Data:

>>>

PR #23911, opened 2025-03-22
bump(x11/thunderbird): 136.0.1

robertkirkman:
- makes the `mozconfig.cfg`, `build.sh` and patches of `thunderbird` very similar to `firefox`, except for places where `thunderbird` is different

## Issue

- The Hamburger button is **not working**, even in the "Trackpad" mode of Termux:X11. Everything else seems to be working at least as well as in the current version. This issue is not reproducible in Firefox 136.0.2.


RalfWerner:
Hi @robertkirkman , I sent you an email (03.18 15:04) with version 128.8.0 about embedded graphics in drafts. Did you receive it? Is your account an ImapMail account, and could you reply? I found a complex workaround. Is this better in 136.1.0?

robertkirkman:
I am sorry for not responding yet, I am having to do a lot of other things and then I will test thunderbird more

robertkirkman:
hello @RalfWerner , I have received your emails and I have tried to reproduce two of the problems you described in them.

Firstly, regarding the problem of the text in edit windows ceasing to [wrap](https://en.wikipedia.org/wiki/Wrapping_(text)) and disappearing from the screen if the horizontal size of the window becomes too small, and requiring the horizontal scroll bar to be manually dragged in order to reach the obscured text: yes, I have been able to reproduce this problem, however, **I have also been able to reproduce this in Thunderbird running on GNU/Linux**, indicating that this is not specifically a problem with Thunderbird on Termux; it is a common trait of Thunderbird generally on multiple operating systems.

image

image

Secondly, regarding the images disappearing from drafts when the draft is transferred through IMAP from another device's Thunderbird, to Termux's Thunderbird: I have not been able to reproduce this problem on my own devices.

I attempted to reproduce it by saving a new image in a draft in Thunderbird on a GNU/Linux device, then logging into the same email account using IMAP on Termux Thunderbird, however, all images continue to appear normally for me in the drafts on all devices. It is possible that maybe reproducing this requires one of the devices to have Windows, which I don't have, or that some other specific factor is involved.

robertkirkman:
> The problem occurs in all operating systems (confirmed), but it's not considered annoying, since a desktop TB version allows sufficiently large edit windows. My Motorola, with its 12cm diagonal, doesn't - so it is again Termux specific. 

I have a device [Samsung Galaxy S II Epic 4G Touch SPH-D710 running the postmarketOS Alpine Linux operating system](https://wiki.postmarketos.org/wiki/Samsung_Galaxy_SII_(samsung-i9100)) which has a 10.8 cm screen, and this device is able to run the [Alpine Linux 32-bit ARM `thunderbird` package](https://pkgs.alpinelinux.org/package/edge/community/armv7/thunderbird) without the presence of Termux, so, I understand that this is something that a workaround would definitely be useful for, but such a workaround would technically also be important for non-Android devices, not only Termux.

RalfWerner:
>  but what exactly should I look for as different in this folder (**ImapMail**) between different devices?

Now delete the folder before starting TB (workaround). Then restore it in TB by clicking on Drafts and exiting TB. The newly created **ImapMail** files from different operating systems can then be compared using `diff -r`.
> ... technically also be important for non-Android devices, not only Termux.

I see it that way too, but I haven't been able to convince anyone of it yet. I've taken a look at your **patch** data. I have great respect for your in-depth study of TB. If you find anything in the source code, you can forward it to Bugzilla.

Thanks also for your email reply. If you send it without the HTML setting, as you did now, all (11) embedded graphics as attachments and text formatting will be ignored. The K9 (TB) version and the Gmail app also do this kind of nonsense without being able to correct it. Please send it to me again with the HTML setting when composing.

The email is about sharing embedded graphics. Your two above are at the bottom of the list.Because I know your commit [above](https://github.com/termux/termux-packages/pull/23911#issuecomment-2765356337), Iknow where they belong and so the email makes sense.

robertkirkman:
@RalfWerner 

> Now delete the folder before starting TB (workaround). Then restore it in TB by clicking on Drafts and exiting TB. The newly created ImapMail files from different operating systems can then be compared using diff -r.

I see, after doing this, the amount of space the ImapMail folder takes up has reduced by 50%, and the `diff -r` (or `diff -burN`) command shows an extremely large amount of lines changed in the files when comparing it to a folder that has not been deleted. After doing this, I did not notice any change in the contents of the drafts, where the images all remain visible. Maybe, like you mentioned, I need to use Thunderbird heavily on multiple separate devices with the same email account for many emails for an extended period, in order to see if the bug with the drafts having images lost will happen to me (currently, I tend to use different email accounts on different devices, which is not very common)

> I see it that way too, but I haven't been able to convince anyone of it yet. I've taken a look at your patch data. I have great respect for your in-depth study of TB. If you find anything in the source code, you can forward it to Bugzilla.

There is a [Thunderbird addon to toggle line wrapping in the editor window](https://addons.thunderbird.net/de/thunderbird/addon/toggle-line-wrap/), but it only works in plaintext editor mode, not HTML editor mode as your screenshots have been.

**However**, I have noticed that the **minimum wrap width of the HTML-mode edit box, for some very strange reason, is influenced by the total width of this toolbar**.

Therefore, I have created this custom modification of Thunderbird for you, by **scrambling the frontend source code of the Thunderbird editor window until the toolbar is forcibly split into two toolbars that each have half of the buttons of the original toolbar**, in this way directly exchanging vertical minimum width for horizontal minimum width without losing any functionality.

image


This causes the minimum wrap width of the HTML mode editor text to decrease significantly, to the new length of the longest of the two toolbars. Please try testing this, and let me know whether this is helpful on your device or not.

It is very difficult to explain exactly how I was able to discover and write this workaround without using terminology that is specific to **frontend web development**, such as HTML, CSS, MDN docs, the "Developer Tools Inspect Element", "flex container" and "grid template", because the Thunderbird GUI is written using web technology. If you have experience with frontend web development, let me know and I can try to explain more as well as I can, or record a video recreating the debugging setup and technique I used to collect data that was necessary to create this workaround.

> The email is about sharing embedded graphics. Your two above are at the bottom of the list. Because I know your commit above, I know where they belong and so the email makes sense.

Thanks I will now. I had actually sent that email reply using the webmail.migadu.com website, not using Thunderbird. Now I understand that the purpose of the reply is for you to check something related to Thunderbird itself in my own reply, so I will resend the reply in the HTML response mode of Thunderbird itself.

RalfWerner:
> I see, after doing this, the amount of space the ImapMail folder takes up has reduced by 50%, and the `diff -r` ...

That's not much; my first workaround reduced the data by 80%. To compare between two operating systems, the workaround should be performed on both operating systems, preferably with the same accounts. Since TB doesn't use binary data and also uses hard-to-read lines, a lot of lines are output. I'll try it with two simple IMAP accounts in Termux and Win10 and report back.
> let me know if I need to reinsert my own image attachments.

That's not necessary; I can see all the pictures above. I'll do that (1.36.0.1) tomorrow, though. First of all, thank you very much for all the work you've done.

robertkirkman:
@MrAdityaAlok I have a couple of questions here,

- Is it ok to apply https://github.com/termux/termux-packages/pull/23875 to `package_updates.yml` as well instead of only `packages.yml`? I forgot to ask at the time why you didn't also apply the same change there.

- Is it ok to use 4 Gigabytes of the new [26 additional Gigabytes of free space you created](https://github.com/termux/termux-packages/pull/23875#issuecomment-2743480256) for a swap file?

@licy183 is it ok to partially revert https://github.com/termux/termux-packages/commit/46cc154fa0ada988972d9e1122dbdae4a21f85b8 (remove the build loop) and replace it with the swap file to fix frequent `Error: Process completed with exit code 143` (OOM killer) inside GitHub Actions? The build loop was not sufficient to prevent the build from failing. Before I removed it, it was just failing continuously 10 times in a row and taking 10 times as long to end.

The build loop caused some difficulty for me working on the package locally, because, usually, how I work on a package is, I build it completely cleanly and wait for the build to stop, then only after the build has stopped, I read the log from start to end and I fix errors that happened. However, with the build loop, every failing build took 10 times as long to completely end (because of the 10 times loop), so I found it necessary to remove the loop in order to efficiently work on the package.

If there is a reason that the build loop is required in CI for `thunderbird`, but is not required for `firefox`, then I can put it back how it was.

Swap file is the last resort after I tried all of these other things and still the build would not complete successfully for all architectures without the swap file.

- `ac_add_options --enable-linker=mold`
- `-C codegen-units=1`
- `-C debuginfo=0`
- `TERMUX_PKG_MAKE_PROCESSES=1`

@RalfWerner there are now artifacts finally built for all architectures that you can download to test this. However, you might already be familiar with this but just in case, I almost forgot to send a reminder that **when testing updated `firefox` or `thunderbird` packages it is a good idea to back up the `~/.mozilla` or `~/.thunderbird` folders respectively**, because once a newer version of the mozilla app has touched the existing folder, it becomes very tedious (and unsupported) to downgrade back to the older version if necessary without a backup.

RalfWerner:
>  you might already be familiar with this but just in case ...
```
[~/sd/tf]$ ls -lt
total 523M
drwxrwx---. 15 8.0K Apr  1 13:09 Linux
-rw-rw----.  1  76M Apr  1 13:07 debs-aarch64-444eb2b0434f2880d722a0e846a2f4ab1e845462.zip
drwxrwx---. 17 4.0K Apr  1 13:05 MoMo
-rw-rw----.  1  209 Apr  1 12:44 profiles.ini
drwxrwx---. 15 8.0K Mar 22 10:27 Ralf
-rw-rw----.  1   43 Mar 22 10:04 installs.ini
```
I copied this `*.zip` file to my Samsung Pad. It contains 3 other `*.deb` files in addition to TB. **How would I install** them without losing anything? The folders are 3 profiles and to the `*.ini` files are _symlinks_ in `~/.thunderbird`

MrAdityaAlok:
> @MrAdityaAlok I have a couple of questions here,
> 
> * Is it ok to apply [ci(packages): Move space cleaning logic to separate script #23875](https://github.com/termux/termux-packages/pull/23875) to `package_updates.yml` as well instead of only `packages.yml`? I forgot to ask at the time why you didn't also apply the same change there.

I didn't know it had a cleaning job too. I will fix it.

> * Is it ok to use 4 Gigabytes of the new [26 additional Gigabytes of free space you created](https://github.com/termux/termux-packages/pull/23875#issuecomment-2743480256) for a swap file?

Of course you can! :)

robertkirkman:
> > you might already be familiar with this but just in case ...
> 
> ```
> [~/sd/tf]$ ls -lt
> total 523M
> drwxrwx---. 15 8.0K Apr  1 13:09 Linux
> -rw-rw----.  1  76M Apr  1 13:07 debs-aarch64-444eb2b0434f2880d722a0e846a2f4ab1e845462.zip
> drwxrwx---. 17 4.0K Apr  1 13:05 MoMo
> -rw-rw----.  1  209 Apr  1 12:44 profiles.ini
> drwxrwx---. 15 8.0K Mar 22 10:27 Ralf
> -rw-rw----.  1   43 Mar 22 10:04 installs.ini
> ```
> 
> I copied this `*.zip` file to my Samsung Pad and `*arm*` on Motorola. It contains 3 other `*.deb` files in addition to TB. **How would I install** them without losing anything? The folders are 3 profiles and to the `*.ini` files are _symlinks_ in `~/.thunderbird`

to install and test without affecting your existing data, in that case first use `mv ~/.thunderbird ~/.thunderbird-bak` to prevent the newer Thunderbird from following the symbolic links to the other folder, then install these two `.deb` files, these are the important ones.

Screenshot_20250401-131846_Material Files

if you don't know you already use the other two for something else, then they are not important.

licy183:
> @licy183 is it ok to partially revert [46cc154](https://github.com/termux/termux-packages/commit/46cc154fa0ada988972d9e1122dbdae4a21f85b8) (remove the build loop) and replace it with the swap file to fix frequent `Error: Process completed with exit code 143` (OOM killer) inside GitHub Actions? The build loop was not sufficient to prevent the build from failing. Before I removed it, it was just failing continuously 10 times in a row and taking 10 times as long to end.

IIRC it is not for the OOM killer. It is used to fix another build failure (some rust code fails to compile the first time for arm and rustc reports an error, but re-running it will just build fine), but I'm not sure whether it exists in newer version.

robertkirkman:
a couple of notes of what will happen next:

- MrAdityaAlok is applying a change here https://github.com/termux/termux-packages/pull/24066 that is also in this branch, so this branch will be rebased after that one is merged
- On very careful inspection, I have noticed that the second button in the toolbar is a font selection dropdown, and it actually has variable width based on how long the name of the font of the HTML-mode email text that is under the current edit box cursor position is. In turn, this means that, the way Thunderbird is currently written (for all distros), **the minimum display wrap width of the compose window's HTML mode edit box is influenced by the length of the name of the font of the text currently under the cursor anytime the formatting toolbar is enabled**. It has occurred to me that, if I am going to actually go ahead with this workaround, and I can't create a way to convert this hardcoded toolbar into a dynamically wrappable toolbar without risking breaking other edge cases, I might as well try as much as possible to at least make the best possible use out of the way I am making the workaround by adjusting it to the best possible average layout, so the next time I push here I will try to adjust the layout to give at least a little more space to the upper split of the toolbar than the lower split.

image

RalfWerner:
@robertkirkman thank you very much:)
> then install these two .deb files, these are the important ones.

I was able to install new TB by: `unzip de*.zip && tar -xf *.tar;cd debs; apt install ./libicu_* ./thunder*` and took a shot of it, which I would like to show a few solutions and settings (more in mail):
image

robertkirkman:
Ralf thank you very much for testing!

I have several comments and follow up questions

1. regarding screenshots which can contain what I refer to as "SurfaceFlinger(ANativeWindow)" windows and what you refer to as "PopView" windows, the only way I know how to consistently, on any Android device without using features that are limited to specific ROMs, save and import these screenshots to Thunderbird is by first saving them as image files, then browsing and selecting those image files from some other app, or termux program, or Thunderbird itself, from which they can then be copied to anywhere else including Thunderbird. Actually, **some people have been asking me many times to write an app that can directly take such a screenshot and immediately save it to the clipboard while fulfilling the above requirements**, however, no currently known open source app can fulfill all the mentioned requirements, or especially draw on the screenshot and then save it directly to the clipboard, and it will take a long time to create such an app.

2. "If your Frontend is described by "userChrome.css" and you tell me where to find it, I'll know how to activate it."

Unfortunately, I believe that there is no way to implement the forcibly hardcoded toolbar shape I have created using only a userChrome.css or a Thunderbird extension, because it requires editing multiple `.js`, `.xhtml` and `.css` files that are only in the internal source code of Thunderbird before it has been compiled. You can see the changes made in the patch number 0033 I added in this PR. However, if the way it is here is acceptable, later I will explain this workaround in the Bugzilla issue you opened regarding this, and maybe a Thunderbird developer or someone else will be able to help create a much better solution to this problem. Also it might be helpful to know that another workaround is to turn off the formatting bar using **"View->Toolbars->Formatting Bar"**, however the reason I have made the more extreme workaround is because that way is not very helpful, since it would be extremely tedious to have to keep constantly toggling the formatting bar on and off while trying to edit messages.

3. In case you do not know yet, because of the recent sudden appearance of this feature in this Thunderbird because of it becoming fixed, the additional vertical toolbar in the main window is called "spaces" and if desired, it is possible to hide it to get more horizontal space by choosing "View->Toolbars->Spaces Toolbar"
image


5. "I also have a toggle function in the extra keys that can be used to disable the WM (here, openbox). After that, windows can no longer be moved or resized like in Win10 or Audacity."

I think you have mentioned this to me before, but as you might be familiar, this is expected behavior in X11 and cannot be reliably resolved without ensuring that a window manager program is always running. X11 windows cannot be moved or resized reliably in all situations without a window manager running.

6. How to increase the width of the scrollbar in Thunderbird: This can be changed at runtime without recompilation. Go to settings, scroll to the bottom of "General", touch "Config editor", search "**widget.non-native-theme.win.scrollbar.use-system-size**" and set that to "**false**", then search "**widget.non-native-theme.scrollbar.size.override**" and set that to something huge like "**70**". This will make scrollbars extremely huge, and surely impossible to miss while touching.
image


8. For what you need, is the new mimimum wrap width of the text acceptable, or does it need to be able to wrap in an even smaller window? I am not sure from your message whether the change is sufficient now, or if more changes are needed before it is completely usable for you?

RalfWerner:
> I have several comments and follow up questions

Thank you very much. I responded in **our** _HTML email dialog,_,where they was also mentioned and it`s a good TB exercise.
I can work well with both workarounds for now. 136.0.1 is definitely an improvement that should be released.

.github/workflows/packages.yml
```diff
@@ -221,6 +221,13 @@ jobs:
           ./scripts/free-space.sh
         fi
 
+    - name: Create swap file
+      run: |
+        sudo fallocate -l 4G /swapfile
+        sudo chmod 600 /swapfile
+        sudo mkswap /swapfile
+        sudo swapon /swapfile
+
```
TomJo2000, line 230: I assume this extra newline wasn't intentional since it's not in the other workflow?

.github/workflows/package_updates.yml
```diff
@@ -141,6 +141,12 @@ jobs:
         run: echo 65535 | sudo tee /proc/sys/kernel/pid_max
       - name: Free additional disk space
         run: ./scripts/free-space.sh
+      - name: Create swap file
+        run: |
+          sudo fallocate -l 4G /swapfile
```
TomJo2000, line 146: Couple thoughts that may or may not be relevant.
- Should be be checking that there isn't already a swapfile?
- `fallocate` only sets a filesize, so this can't create duplicate swapfiles or suck up all the available space in some unforseen way, correct?
- Are we allocating 4 Gigabyte (GB, `1000^3`) or 4 Gibibyte (GiB, `1024^3`) here?

TomJo2000 (approved):

.github/workflows/package_updates.yml
robertkirkman: - as far as I know, there isn't already a swapfile, but there is a way I can run a test to check that. It's a good idea to check whether whether there already is one or not just for comparison, so I will during the next rebase. What I _have_ confirmed at this time is that whatever memory is currently there, it is _definitely_ just barely _not_ enough and the only thing that allowed successful building without the error happening was the addition of the swap file.
- If there was already a swapfile located exactly at `/swapfile`, that was already activated, this error would happen: `fallocate: fallocate failed: Text file busy`, so this is a new file that wasn't previously present at that path
- I consistently follow a convention of exclusively using the term "Gigabyte" to refer to both 1000^3 bytes and 1024^3 bytes (under the assumption that the difference does _not_ matter for whatever topic is being discussed) until someone brings up the word "Gibibyte", at which point I [code-switch](https://en.wikipedia.org/wiki/Code-switching) into the terminology that correctly makes the distinction. You could think of this practice as considering a "Gigabyte" and a "Gibibyte" as both a kind of "Gigabyte (colloquial)" **in the same way that a "plastic tub" and a "tupperware" are both a kind of "tupperware (colloquial)" until someone brings up whether or not it is actually branded Tupperware®**. [In this case it is Gibibytes (1024^3, or 2^(10*3))](https://github.com/util-linux/util-linux/blob/0a6c9a71e9510de2ba06ad1ece347650c18b124d/lib/strutils.c#L45-L50). If you prefer, I can change the suffix to anything else you want and/or add a comment.

.github/workflows/packages.yml
robertkirkman: One of the workflows is spaced with double newlines in this area,

https://github.com/termux/termux-packages/blob/4f3de579860b16e18f4182743cd99ca90be74300/.github/workflows/packages.yml#L200-L234

and the other workflow is not,

https://github.com/termux/termux-packages/blob/4f3de579860b16e18f4182743cd99ca90be74300/.github/workflows/package_updates.yml#L135-L146

so this just keeps the formatting of each workflow consistent with how it already was.

robertkirkman:
> > I have several comments and follow up questions
> 
> Thank you very much. I responded in **our** _HTML email dialog,_,where they was also mentioned and it`s a good TB exercise. I can work well with both workarounds for now. 136.0.1 is definitely an improvement that should be released.

There is another problem going on at the moment with the `free-space.sh` script that's called in places right next to where this PR also edits code, so this will need at least one more rebase after that other PR is merged.

- https://github.com/termux/termux-packages/pull/24087

I am going to help with that PR if necessary, and have left reviews on it.

After that PR is merged and this PR is rebased again to fix the file conflict that will happen, this will be ready to merge.

.github/workflows/package_updates.yml
robertkirkman: - According to MrAdityaAlok's tests, the new `free-space.sh` frees 26 additional Gibibytes that were not previously available in GitHub Actions, so as long as `free-space.sh` is run every time right before this is run, it will not use more storage space than is available.

- After #24087 is revised and completed, hopefully the current bugs of `free-space.sh` will be fixed, and after that it should be ready to support the presence of the swap file in all cases.

RalfWerner:
The current release in **Win10** is **137.0**. Could this also be used in Termux? Shot:
image

robertkirkman:
> The current release in **Win10** is **137.0**. Could this also be used in Termux? Shot: image

Yes, it came out today and `firefox` needs that too, so this needs an update for that first (and also `firefox`)

TomJo2000:
Did some build testing with 137.0 and the changes from this PR branch.
`0025-fix-compile-with-libcxx.patch`'s subject file seems to be gone entirely in 137.0.
https://github.com/termux/termux-packages/blob/01f9611796a58f613d1abd11e3994c917df9629d/x11-packages/thunderbird/0025-fix-compile-with-libcxx.patch#L1-L11
I can't find anything with `grep` that would match it either.
I'll wait out my local CI, but I suspect it's gonna build fine.

robertkirkman:
> Did some build testing with 137.0 and the changes from this PR branch. `0025-fix-compile-with-libcxx.patch`'s subject file seems to be gone entirely in 137.0.
> 
> https://github.com/termux/termux-packages/blob/01f9611796a58f613d1abd11e3994c917df9629d/x11-packages/thunderbird/0025-fix-compile-with-libcxx.patch#L1-L11
> 
> I can't find anything with `grep` that would match it either.
> I'll wait out my local CI, but I suspect it's gonna build fine.

yeah I am about to push a change, in which I removed that patch, I think you had the same conclusion as me.

RalfWerner:
For the **first** workaround, I made a 30-second video. A draft is opened and the width is reduced until the scrollbar disappears. Vertical scrolling is then only possible with the wheel. Then the **Formatting Bar** is removed (seconds 11-14). Then Edit is closed and restarted (seconds 15-21). In between, the view display is completely visible without the scrollbar. The rest of the time, the Edit window is open again and will significantly reduced in size, which changes the scrollbar area, even with the wheel.

What I didn't do was use the **Formatting Bar's** functions via the **Format Tab**, which is also useful for small screens (Termux) and actually has only advantages. Even if the **Formatting Bar** functionality is improved (should happen), I probably won't use it anymore because I can one more line edit.

https://github.com/user-attachments/assets/82d85c67-beeb-4a80-a038-28b4978b1f6d

Regarding the content of the first line of the email: I noticed that Github seems to change [graphic and video links](https://private-user-images.githubusercontent.com/45426380/429918187-a79070c9-f6de-498c-883b-09b3ba8230f7.png?jwt=eyJhbGciOiJIUzI1NiIsInR5cCI6IkpXVCJ9.eyJpc3MiOiJnaXRodWIuY29tIiwiYXVkIjoicmF3LmdpdGh1YnVzZXJjb250ZW50LmNvbSIsImtleSI6ImtleTUiLCJleHAiOjE3NDM2Nzc4OTYsIm5iZiI6MTc0MzY3NzU5NiwicGF0aCI6Ii80NTQyNjM4MC80Mjk5MTgxODctYTc5MDcwYzktZjZkZS00OThjLTg4M2ItMDliM2JhODIzMGY3LnBuZz9YLUFtei1BbGdvcml0aG09QVdTNC1ITUFDLVNIQTI1NiZYLUFtei1DcmVkZW50aWFsPUFLSUFWQ09EWUxTQTUzUFFLNFpBJTJGMjAyNTA0MDMlMkZ1cy1lYXN0LTElMkZzMyUyRmF3czRfcmVxdWVzdCZYLUFtei1EYXRlPTIwMjUwNDAzVDEwNTMxNlomWC1BbXotRXhwaXJlcz0zMDAmWC1BbXotU2lnbmF0dXJlPWEzYzgxMDIzZGQzNGQ3OWE2NDMxZTFmODllZGZlMTRmMTc2NWRiMGNmZjhmMWZlZGU2MTJlNDM1MzI0NTNhNWQmWC1BbXotU2lnbmVkSGVhZGVycz1ob3N0In0.euFd4Drh8luareTywIks8rwOUwzuF28wLM5VCy9FHiU) sometimes and they only remain consistent via a refresh, while [commit links](https://github.com/termux/termux-packages/pull/23911#issuecomment-2775354611) are always consistent.

.github/workflows/packages.yml
robertkirkman: It has been decided to put the swap file commands in a slightly different place, so this will not be in this branch anymore after the next rebase.

robertkirkman:
It is ready now.

TomJo2000 (approved):
Ship it.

<<<

Problem: Please transcribe the data above without changes, from its first line to its "hello @RalfWerner , I" line, and leave out anything past that.

Task solution:
PR #23911, opened 2025-03-22
bump(x11/thunderbird): 136.0.1

robertkirkman:
- makes the `mozconfig.cfg`, `build.sh` and patches of `thunderbird` very similar to `firefox`, except for places where `thunderbird` is different

## Issue

- The Hamburger button is **not working**, even in the "Trackpad" mode of Termux:X11. Everything else seems to be working at least as well as in the current version. This issue is not reproducible in Firefox 136.0.2.


RalfWerner:
Hi @robertkirkman , I sent you an email (03.18 15:04) with version 128.8.0 about embedded graphics in drafts. Did you receive it? Is your account an ImapMail account, and could you reply? I found a complex workaround. Is this better in 136.1.0?

robertkirkman:
I am sorry for not responding yet, I am having to do a lot of other things and then I will test thunderbird more

robertkirkman:
hello @RalfWerner , I have received your emails and I have tried to reproduce two of the problems you described in them.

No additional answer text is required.